Members of the National Army of Kurdistan, the armed wing of the Kurdistan Freedom Party, or PAK, have “played a role in the protests through both financial support and armed operations to defend protesters when needed,” Jwansher Rafati, a PAK representative, told The Associated Press on Thursday.
Iranian media has previously accused the group and other Kurdish factions of attacking security forces.
Iranian activists say more than 2,797 people were killed in the government’s crackdown on a recent wave of nationwide protests.
A handful of Iranian Kurdish dissident or separatist groups — some with armed wings — have long found a safe haven in northern Iraq’s semiautonomous Kurdish region, where their presence has been a point of friction between the central government in Baghdad and Tehran.
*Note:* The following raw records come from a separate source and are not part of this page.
PR #228, opened 2020-07-16
Vdb 1465 vow flog

paytonrules:
Creating PR to at least see it run integration tests.

### DIFF
--- a/db/migrations/20181023141856_create_vow_flog.sql
+++ b/db/migrations/20181023141856_create_vow_flog.sql
@@ -20,8 +20,5 @@ CREATE INDEX vow_flog_msg_sender_index
 
 
 -- +goose Down
-DROP INDEX maker.vow_flog_era_index;
-DROP INDEX maker.vow_flog_log_index;
-DROP INDEX maker.vow_flog_header_index;
 
 DROP TABLE maker.vow_flog;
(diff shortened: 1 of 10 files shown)


db/migrations/20181023141856_create_vow_flog.sql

Iran has occasionally launched strikes on the groups’ sites in Iraq but has not done so since the outbreak of the recent protests.
The PAK is the first of the groups to claim armed operations since the protests and crackdown began.
“When we found out that the IRGC was shooting protesters directly, our fighters in Ilam, Kermanshah, and Firuzkuh responded with armed operations and inflicted significant damage on the regime’s forces,” Rafati said in an interview in Irbil, the capital of northern Iraq’s semiautonomous Kurdish region.
The PAK has also claimed a number of attacks online and posted video of what it said were operations against IRGC targets, sometimes accompanied by grainy videos showing gunshots or explosions and buildings ablaze. The AP was not able to confirm the extent of the damages or the impact of the attacks.
Rafati said the attacks were launched by members of the group’s National Army of Kurdistan military wing based inside Iran. The group had not sent any forces from Iraq, but it anticipates that Iran may strike PAK bases in Iraq in retaliation for its operations, he added.
He said the PAK has been providing support to dozens of Iranians who fled to the Kurdish area in Iraq since the crackdown on protests began.
The PAK claims may put Iraqi authorities in a sensitive situation with Tehran — which wields significant influence over its neighbor — concerning the group's ongoing presence in northern Iraq.
Iraq in 2023 reached an agreement with Iran to disarm Kurdish Iranian dissident groups and move them from their bases near the border areas into camps designated by Baghdad. The bases were shut down and movement within Iraq was restricted, but the groups have remained active.
During the Israel-Iran war last year, the PAK and other Kurdish dissident groups began organizing politically in case the authorities in Tehran should lose their hold on power but did not launch armed operations.
A PAK spokesperson told the AP at the time that premature armed mobilization could endanger the Kurdish groups and the fragile security of Kurdish areas, both in Iraq and across the border in Iran.
A decade ago, PAK forces received training from the U.S. military when they were taking part in the fight against the Islamic State militant group after it swept across Iraq and Syria, seizing large swathes of territory.
Ironically, the PAK at the time found itself allied with Iran-backed Shiite Iraqi militias that were also fighting against IS.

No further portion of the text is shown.